▸ Exercise
In the records below, find each line with the word "here" and copy it.

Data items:

PR #105, opened 2015-10-25
Hook up osstrich, a tool to publish Javadoc to GitHub pages.

swankjesse:


swankjesse:
I didn't wire up `deploy_snapshot`, mostly ’cause that means we won't publish Javadoc for new releases until some unrelated change after the fact. Also (though minor) it means we’ll `git clone` the `gh-pages` repo more than strictly necessary.

...though I don't feel strongly here!

swankjesse:
(once we figure out the right strategy here, I'll repeat for similar repos)

JakeWharton:
Isn't it true that we already have to wait to publish since it uses the search API which is lagged up to 4 hours? Maybe a service isn't such a bad idea after all.

JakeWharton:
LGTM though

inder123:
Neat! We should set this up for Gson too.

▸ Reply
...though I don't feel strongly here!
(once we figure out the right strategy here, I'll repeat for similar repos)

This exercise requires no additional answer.